For a sense of the squeeze in the world’s supply lines right now, consider the ongoing case of chartered air freight.
Intense demand for medical equipment to fight the coronavirus is continuing to send the cost of chartered flights skyrocketing.
“What was considered an unreasonably high price yesterday is now not only acceptable but even a missed bargain,” said Vivian Lau, vice chair and group chief executive officer of Pacific Air Holdings, a Hong Kong-based logistics company. “The mad rush is still on as the race continues to transport the much-needed medical supplies to the needed destinations around the world.”
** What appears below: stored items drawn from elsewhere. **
PR #11627, opened 2026-01-26
Convert reagent grinder to TGUI

rattybag:
# About the pull request

Convert the reagent grinder interface to TGUI from the old browser system.

I wanted to make it so that the reagent grinder window closes when you step away from it (and also does not reopen even after you have stepped away), but it wasn't possible with the old system, so I have converted it to TGUI to achieve this.

I comprehensively tested by grinding, juicing and bottling when connected and disconnected from a smartfridge.

https://youtu.be/H5Et41APNSU

# Changelog

:cl:
refactor: refactored reagent grinder to use TGUI
ui: reagent grinder interface now uses TGUI
/:cl:

### DIFF
--- a/tgui/packages/tgui/interfaces/ReagentGrinder.tsx
+++ b/tgui/packages/tgui/interfaces/ReagentGrinder.tsx
@@ -39,137 +39,148 @@ export const ReagentGrinder = (props: {}) => {
 
   return (
     <Window width={450} height={500} theme="nologo">
-      <Window.Content scrollable>
-        <Stack fill vertical>
-          <Stack.Item>
-            <Section title="Processing Chamber">
-              {inuse ? (
-                <Box color="yellow">Processing... Please wait.</Box>
-              ) : hasChamberContents ? (
-                <LabeledList>
-                  {chamberContents.map((item, index) => (
-                    <LabeledList.Item
-                      key={`${item.name}-${item.amount}`}
-                      label={item.name}
-                    >
-                      x{item.amount}
-                    </LabeledList.Item>
-                  ))}
-                </LabeledList>
-              ) : (
-                <Box color="label">Chamber is empty.</Box>
-              )}
-            </Section>
-          </Stack.Item>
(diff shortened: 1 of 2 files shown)


tgui/packages/tgui/interfaces/ReagentGrinder.tsx
```diff
@@ -0,0 +1,176 @@
...
+    beakerContents,
+  } = data;
+
+  const hasChamberContents = chamberContents && chamberContents.length > 0;
+  const hasBeakerContents = beakerContents && beakerContents.length > 0;
+  const canProcess = isBeakerLoaded && hasChamberContents && !inuse;
+
+  return (
+    <Window width={450} height={500} theme="nologo">
+      <Window.Content scrollable>
```
MistChristmas: Not an issue. But as a heads up. Window.Conent scrollable is depreciated, IIRC Kashargul said something on it somewhere. Section scrollable is prefered. It'll only cause issues currently on UIs with something like a CRT Theme.

tgui/packages/tgui/interfaces/ReagentGrinder.tsx
```diff
@@ -0,0 +1,176 @@
...
+          {!inuse && (
+            <>
+              <Stack.Item>
+                <Section
+                  title="Beaker"
+                  buttons={
+                    isBeakerLoaded ? (
+                      <Button
+                        icon="eject"
+                        content="Detach"
```
MistChristmas: Button content is depreciated. Otherwise UI looks good.

rattybag:
> Functionality wise, the iteratation breaking when it finds something not allowed should probably be moved to continuing. Seeing as it doesn't stop the grindrer from processing. Especially noticable on the Juicing function.

Thanks for the review, addressed all the points you made:

- Continue instead of break when juicing/grinding non allowed items
- Refactor deprecated  Window.Content scrollable to instead have a wrapped Section with scrollable
- Refactor deprecated button content

PR #11645, opened 2026-01-31
Removes aimed shot from PMC sniper spec

ihatethisengine:
# About the pull request

Removes aimed shot from PMC sniper spec

A sniper spec with with wallhack that can two tap every xeno from complete safety is not really good for the game, even if it's hijack. For what it worth, PMC ERT will still be the strongest ERT even after this change. 

<details>

</details>

# Changelog
:cl: ihatethisengine
balance: removed aimed shot from PMC sniper spec
/:cl:

### DIFF
--- a/code/datums/emergency_calls/pmc.dm
+++ b/code/datums/emergency_calls/pmc.dm
@@ -11,7 +11,7 @@
 
 	max_smartgunners = 1
 	max_medics = 2
-	max_heavies = 0
+	max_heavies = 1
 	var/max_synths = 1
 	var/synths = 0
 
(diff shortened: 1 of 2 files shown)


Therealdoooc213:
This is a pretty big kneejerk reaction to the previous round (32214) where IIRC you died to the sniper. It definitely is too overpowered currently (Being able to stop entire xeno pushes and completely ignore defences is bad). There are alternatives other than completely removing it that I think would be better, because the M42C is a pretty unique item.

An example I could give would be reducing its damage, because wallpen ammo with thermal is definitely more than enough.

Git-Nivrak (changes requested):
Just remove the aimed shot, it was an oversight in the first place due to untying it from ghillie suit

Unknownity:
> Just remove the aimed shot, it was an oversight in the first place due to untying it from ghillie suit

I'd expand on that and suggest adding a subtype with the removed aimed shot. Whiteout Cloakers use the same unchanged sniper and removal of the ability gimps them as they don't have thermals unlike the PMC Sniper

Redbastard10101010:
In other words, you want to remove the sniper from the PMC ert, which has yet to fall out among other erts, which still has to accommodate good players who still have to play as a team, and in addition, this ert still needs to be approved by administrators who may not be online?

PR #11667, opened 2026-02-04
Fix: Bullet cannot bounce off the reflective wall back into the shooter

LiquidPotroh:
# About the pull request

When shooting at a xenomorph's reflective wall, the bullet could not be reflected back at the shooter. This PR fixes that.
Bugfix

<details>

</details>

# Changelog

:cl:

fix: fixed the bullet's inability to reflect into the shooter

/:cl:

### DIFF
--- a/code/game/turfs/walls/wall_types.dm
+++ b/code/game/turfs/walls/wall_types.dm
@@ -1346,7 +1346,7 @@
 	var/angle = Get_Angle(src, P.firer) + rand(30, -30)
 	var/atom/target = get_angle_target_turf(src, angle, get_dist(src, P.firer))
 	new_proj.projectile_flags |= PROJECTILE_SHRAPNEL
-	new_proj.fire_at(target, P.firer, src, reflect_range, speed = P.ammo.shell_speed)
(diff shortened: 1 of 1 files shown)


MistChristmas (changes requested):
This isn't actually a fix. You can still get hit by your own or anyone else's reflected bullets. 

It's just the chance is low as the accuracy is 35 and then gets further reduced by the FF_hit_evade stat because it's coming from a friendly shooter.
https://github.com/cmss13-devs/cmss13/blob/7e2da6e367acba0ffd8a74654f19f28c59e4c54c/code/modules/projectiles/projectile.dm#L883-L884

So effectively all this PR does is increase the chance you get hit by 15. 

I'd rather see you keep the shooter's source intact, and do something like add the flag AMMO_ALWAYS_FF flag to the projectile. Or a unique one so you can:

And ideally for proper logging there should be an indication that the shot was reflected, but replacing the shooter entirely with a wall isn't it. With a unique flag you can add it to the logging that it was reflected whilst keeping the other information intact.

MistChristmas:
No movement on this so closing as stale. Please re-open this PR if you intend to continue working on it.

PR #12417, opened 2026-06-10
maybe fix pharm phys showing as misc dept

### LINKED ISSUE #12405: Pharmaceutical Physician appears under Misc tab on the Manifest
## Testmerges
<a href="https://github.com/cmss13-devs/cmss13/pull/10999">#10999: '[DNM] Fix of various plane related issues' by Blundir at commit f85a7153c4</a><br><a href="https://github.com/cmss13-devs/cmss13/pull/11075">#11075: 'Ticket Panel (Adminhelps &amp; Mentorhelps)' by GeneriedJenelle at commit 4ad8d0cf87</a><br><a href="https://github.com/cmss13-devs/cmss13/pull/11902">#11902: 'implement pii scrubbing for sentry' by hry-gh at commit 759efb7bd1</a><br><a href="https://github.com/cmss13-devs/cmss13/pull/12174">#12174: 'Yautja Armor Sets' by realforest2001 at commit 90c66798ed</a><br><a href="https://github.com/cmss13-devs/cmss13/pull/10414">#10414: 'Port: Harm Intent uses Auto-Fire instead of PB' by MistChristmas at commit c70b0ced36</a><br><a href="https://github.com/cmss13-devs/cmss13/pull/10541">#10541: '[TM v.1.2] Warrior &#34;Bulwark&#34; Strain. (Feedback link in PR description)' by Venuska1117 at commit 5eb1fcac03</a><br><a href="https://github.com/cmss13-devs/cmss13/pull/11161">#11161: 'Gas trap buff &amp; neuro smoke tweaks' by Diegoflores31 at commit 92b29e6eb0</a><br><a href="https://github.com/cmss13-devs/cmss13/pull/12361">#12361: 'pride scarfs in loadout' by Detective-Google at commit 6ddcf88cb8</a><br><a href="https://github.com/cmss13-devs/cmss13/pull/10376">#10376: 'CIA Overhaul' by realforest2001 at commit cb35aca713</a><br><a href="https://github.com/cmss13-devs/cmss13/pull/12322">#12322: 'Fort McNeil - (Lowpop) Ground Map' by Steelpoint at commit ce3292659b</a><br>

## Round ID
34642

## Description of the bug
Pharmaceutical Physician appears under Misc tab on the Manifest

Should appear under medical tab

1) Have someone join with Pharmaceutical physician doctor title
2) They appear under misc tab instead of Medical

## Attached logs
```
N/A
```

## Additional details
- Author: dangerrevolution
- Admin: the lalipar
- Note: None

kitchenenthusiast:
# About the pull request

Probably fixes #12405 by forcing the job presets to explicitly pass job_doctor to the datacore first before the equip presents will call manfest_modify and force update it to the correct job title

**this is exactly how the surgeon vanity title also does it**.  some thoughts on that below

Well, well, well.

So actually what i found out in the course of this is that the way surgeon passes the vanity title into the manifest specifically sets up great circumstances for a race condition. Did I duplicate that logic? Yes. Here's why:
1. I don't want to override completely the way the roles populate into the manifest so every doctor appears as "doctor" because having pharmacists be stripped of their vanity titles on manifest and surgeons not seems...weird. happy to force both to appear as doctor though if we want to move away from vanity titles. Maybe its more intelligible for people to see there's 4 doctors versus 2 doctors and a surgeon and a pharm
2. I also didnt want to overwrite the actual assignment in the datacore; on the backend, I thought it's probably best for doctors, surgeons, and pharms to still all appear as just doctors.
In short, there were better ways to do this; this is the only one I came up with preserving current behavior across both roles.
I did this on my phone smh. Pls provide feedback if we'd rather just cut the potential for race conditions here, it feels hack-y.

# Changelog

:cl:
fix: fixed pharmacists not showing in the medical department
/:cl:

### DIFF
--- a/code/modules/gear_presets/uscm_medical.dm
+++ b/code/modules/gear_presets/uscm_medical.dm
@@ -108,6 +108,7 @@
 /datum/equipment_preset/uscm_ship/uscm_medical/doctor/pharmacist
 	name = "USCM Pharmaceutical Physician"
 	assignment = JOB_PHARMACIST
+	job_title = JOB_DOCTOR
 
 /datum/equipment_preset/uscm_ship/uscm_medical/doctor/pharmacist/load_gear(mob/living/carbon/human/new_human)
 	var/back_item = /obj/item/storage/backpack/marine/satchel


fira:
Are you sure about that?
`uscm_medical/doctor` already has `job_title = JOB_DOCTOR` - that's why it applies to surgeon.
What does this change?

kitchenenthusiast:
to the best of my knowledge:
parent inheritance doesn't catch this since the issue in spawning pharmacists is later on during role mapping eval.
looking at `RoleAuthority` and `manifest_modify`, surgeon inherits from doctor to group correctly, then passes string lookup from equipment presets because the string macro Surgeon = the job assignment SURGEON. on some other init (id load since manifest modify is hooked to it), it gets retitled correctly on the manifest from "Doctor". it survives to this point though because the job string is the same as the assignment so it's able to pass through all the logic to get there.
the way `#define GET_MAPPED_ROLE(title) (GLOB.RoleAuthority?.role_mappings[title] ? ...` works, though, i think Pharmaceutical Physician is only implicitly inherited because the string macro is not 1:1 with job assignment = PHARMACIST and it gets dropped before the manifest mod can fix it. equipment loading on spawn independently then fired the manifest mod, so pharm got put in on the manifest, but they were no longer mapped to being a doctor. defining doctor would override the lookup and force the compiler to just call them a doctor; then on manifest mod, the name would update to be the vanity title, like it does for surgeon (hence race condition).

the role could always be renamed pharmacist but then i don't know if that gives the impression they should never do surgery. or rename the job assignment to the full title but it's kind of clunky for backend.

also i think without forcing a doc define onto the role it might be possible for it to not get bundled correctly in job bans because that's RoleAuthority based and depends on the string lookup

MistChristmas:
Surgeons don't actually get their title showing up on the Crew Manifest either. 
This PR doesn't actually do anything. It inherits the job_title from the parent just fine.

The issue you're trying to fix is when someone has their ID modified and then gets sorted to Misc cause none of the titles line up with what the Crew Manifest is expecting anymore. Because they go from Doctor to whatever custom title/Phys Pharm/Surgeon.

Additionally you didn't actually test anything in this PR. This is closed, re open when you actually address and test that you have addressed the issue you have set out to fix.

PR #12433, opened 2026-06-12
Removes rangefinders from CO survivors + adds rangefinders to CC and Tyrargo

GoodWheatley:
# About the pull request

Removes the rangefinder binoculars that two military CO survivors spawn with, and adds them back into the map at set locations. I also removed the rangefinder the Tyrargo SL survivor gets for consistency's sake.

On Chance's Claim, the rangefinder spawns in the alleyway north of the basketball court in the fitness building.

On Tyrargo, the rangefinder spawns in the northwest apartment on the upper level of the apartment complex.

Right now there's an unspoken expectation that if a CO survivor spawns with a rangefinder, they *have* to call in a supply drop for the survivors. This ends up skewing balance due to the possibility of requisitions being able to send a full crate of supplies to the survivors just because a CO decided to play, and can also lead to the interaction being gamified on all sides to the point where if you don't do it, you're throwing the round.

Removing the rangefinder from the CO survivors and adding it back as map loot solves this problem. There is still the possibility of the survivors being able to contact the Almayer and call in a supply drop, but they have to put in effort to be able to achieve that instead of gambling on a CO survivor existing. This also means that there's more emphasis placed on teamwork by having someone run to get the rangefinder.

<details>

</details>

# Changelog
:cl:
del: Removed rangefinders that spawn with survivors on Chance's Claim and Tyrargo Rift
maptweak: Added rangefinders on Chance's Claim and Tyrargo Rift. The rangefinder spawns north of Fitness on CC, and in the northwest corner of upper Apartments on Tyrargo.
/:cl:


realforest2001 (dismissed):

Detective-Google (changes requested):
the one on chances should be in a different place from the RTO, and ideally somewhere that is a bit of a loot dead zone otherwise.

Detective-Google (approved):
code, mapping

Drulikar (approved):

PR #12444, opened 2026-06-14
Fix gun_user bad index runtimes: comp_lookup is a lazy list

Drulikar:
# About the pull request

This PR does is primarily to fix a runtime where a lazy list is accessed. Rather than simply using the lazy macros to access comp_lookup from #11312 we only set the gun_user for the primary hand weapon. Also display_ammo requires a user in arguments and won't bother doing anything if the user is null.

Fixes 
image

<details>
Dropped and shot a gun a bunch; also grabbed a second gun and tinkered with alt fire settings (though I'm just ultimately looking for runtimes or something that feels off): 
image

Some debug testing to double check signal registrations:
image
</details>

# Changelog
:cl: Drathek MistChristmas
fix: Fixed a runtime with set_gun_user causing a bad index
/:cl:

### DIFF
--- a/code/modules/projectiles/gun.dm
+++ b/code/modules/projectiles/gun.dm
@@ -2191,10 +2191,10 @@ not all weapons use normal magazines etc. load_into_chamber() itself is designed
 
 /obj/item/weapon/gun/proc/set_gun_user(mob/to_set)
 	if(to_set == gun_user)
-		if(gun_user)
-			RegisterSignal(gun_user, COMSIG_MOB_MOUSEDOWN, PROC_REF(start_fire), override=TRUE)
-			RegisterSignal(gun_user, COMSIG_MOB_MOUSEDRAG, PROC_REF(change_target), override=TRUE)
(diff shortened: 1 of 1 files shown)


fira:
This shouldn't use comp_lookup at all, it's DCS internals

Isn't override = TRUE on the signal registration an option here instead?

fira (approved):
I checked code in more detail, i don't really get why this is required to begin with, but this should be a cleaner solution at least

fira (dismissed):
Need more investigation

fira:
So according to what I understood from Mist this isn't a bandaid for bypassing the stack_trace from re-registration of signal (that you'd avoid with override = TRUE), but rather a bandaid to prevent registering handlers of another gun during alternating akimbo when one already is

Maybe this can simply be fixed with checking active guns when the signals fire. It'd be great to reproduce the original issue to know how to fix this properly, but otherwise I think it can be merged as is for now, it's Less Worse (TM) i guess...

MistChristmas (approved):

PR #12452, opened 2026-06-15
Clean up the priming subroutine for explosives

LatoDiafol:
# About the pull request

Made the prime() function in explosive.dm more streamlined and robust, this involved:
The removal of the "i" variable and replacing it with that simply counted up as the containers were iterated across the first time and counted down when the second loop then transferred the contents of those containers to the "meta-container" that is used to calculate the actual reaction. This was replaced by a call to find the length of the container array instead of counting up in the first loop, this makes the code more robust by keeping each loop independent while also making the code easier to read and comprehend.

Introduction of an error message should an invalid explosive with 0 or less containers that somehow has reagents contained within, theoretically this code should never fire, but it should catch any edge cases I've missed and aid in debugging.

The change was tested using all of the partticular test cases I could think of, the results of which can be found below.

Removes fragility from the procedure which could cause it to break in unexpected ways if modified. Removes an ambiguous variable "i" and replaces it with a usefully named variable "container_count"

Test Cases:
    No containers: Properly makes the dud sound and does not trigger volatiles.
    One container of an explosive substance: Sets the volatiles flag properly and detonates. (expected 60 units welding fuel present at the point of explosion and the "Trigger Volatiles" flag set as true, Test successful)
    Two containers of explosives: Properly combines both canisters and triggers the detonation as it should. (Two containers of 60 units welding fuel each, saw 120 units of welding fuel at the point of explosion and the Trigger Volatiles flag set as expected.)
    One container of non explosives: Produces a whiff of steam as expected, but no actual explosion (Explosive contained 60 units of Watermelon Juice)
    One Container of Explosives and one container of non explosives (One bottle of 60u Welding Fuel, One bottle of 60u Watermelon Juice, explosion triggered with identical stats to the grenade containing just 60u welding fuel as expected)
<details>

Not Applicable

</details>

# Changelog

:cl:
code: Streamlined the prime() function for explosives in explosives.dm
/:cl:


code/game/objects/items/explosives/explosive.dm
```diff
@@ -205,28 +205,28 @@
...
 	var/mob/cause_mob = cause_data?.resolve_mob()
 	if(cause_mob) //so we don't message for simulations
-		reagents.source_mob = WEAKREF(cause_mob)
+		reagents.source_mob = WEAKREF(cause_mob) //Generate the Admin log for the custom grenade detonation
 		msg_admin_niche("[key_name(cause_mob)] detonated custom explosive by [key_name(creator)]: [name] (REAGENTS: [reagent_list_text]) in [get_area(src)] [ADMIN_JMP(loc)]", loc.x, loc.y, loc.z)
 
-	if(length(containers) < 2)
-		reagents.trigger_volatiles = TRUE //Explode on the first transfer
-
+	var/container_count = length(containers) ///Find the number of containers, this will count down as the containers are added to the "meta-container" for the explosive
```
fira, line 221:
```suggestion
	var/container_count = length(containers) // Find the number of containers, this will count down as the containers are added to the "meta-container" for the explosive
```

/// is only for documenting specific procs/vars

code/game/objects/items/explosives/explosive.dm
```diff
@@ -205,28 +205,28 @@
...
 	for(var/obj/item/reagent_container/glass/G in containers)
-		G.reagents.trans_to(src, G.reagents.total_volume)
-		i--
-		if(reagents && i <= 1)
+		if (container_count <= 1) //Iff this is the last container set the trigger volatiles flag to set off the explosion when the last container is transferred, if somehow there is less then one container left, detonate anyway, but log an error as this should not be possible
 			reagents.trigger_volatiles = TRUE //So it doesn't explode before transferring the last container
+			if(container_count < 1) // This should never trigger, but if for some ungodly reason an explosive is primed with less then one container but somehow has reagents this will create an error log
+				msg_admin_niche("ERROR: [key_name(cause_mob)] threw an invalid explosive, which did did not contain a proper number of chemical containers. [key_name(creator)]: [name] (REAGENTS: [reagent_list_text]) in [get_area(src)] [ADMIN_JMP(loc)]", loc.x, loc.y, loc.z)
```
fira, line 226: Mental note this breaks after #12483

code/game/objects/items/explosives/explosive.dm
LatoDiafol: Ah I understand, thanks for letting me know

code/game/objects/items/explosives/explosive.dm
LatoDiafol: I'll take a look and see what needs  fixing.

cm13-github:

Lau says the going market rate for charters is a multiple of at least two to three times their regular price and can be four or five times higher for extremely high demand destinations.
“It is a race against time, race against weather and race against administration,” Lau said. “The cost of charters for major European ports are all over $800,000. For the few destinations that are still operational in Africa such as Addis Ababa and Johannesburg, the cost of charters is more than $1 million. It is almost impossible to find charters under $1.5 million for New York City.”
The cost of air freight from Hong Kong to North America, for instance, typically peaks around November as merchants stock up before the busy holiday shopping season. According to TAC Index data tracked on Bloomberg, it’s hitting those highs of the year now.
Such is the need for vital medical equipment that companies are retooling parts of their operation. General Motors this week said it started building ventilators needed for Covid-19 patients at a parts plant in Indiana. Ford also plans to produce ventilators, while Honda plans to make components for breathing machines.
Delivery companies are also responding. FedEx is redeploying aircraft it mothballed earlier this year and plans to add 150 flights over the next month to ferry masks, protective suits and other health-care supplies to the U.S. from Asia.
Those developments may ease some of the strain in Asia, where even delivery of office parcels has slowed.
Stewart Kwok, vice president for strategic development at idsMED Group, a medical supply-chain company, booked an air courier to deliver office documentation between Hong Kong and Australia. What would normally have taken two days for delivery instead took several days due to heavy demand.
“Overseas delivery lead times remain unpredictable and it certainly takes longer than before,” Kwok said.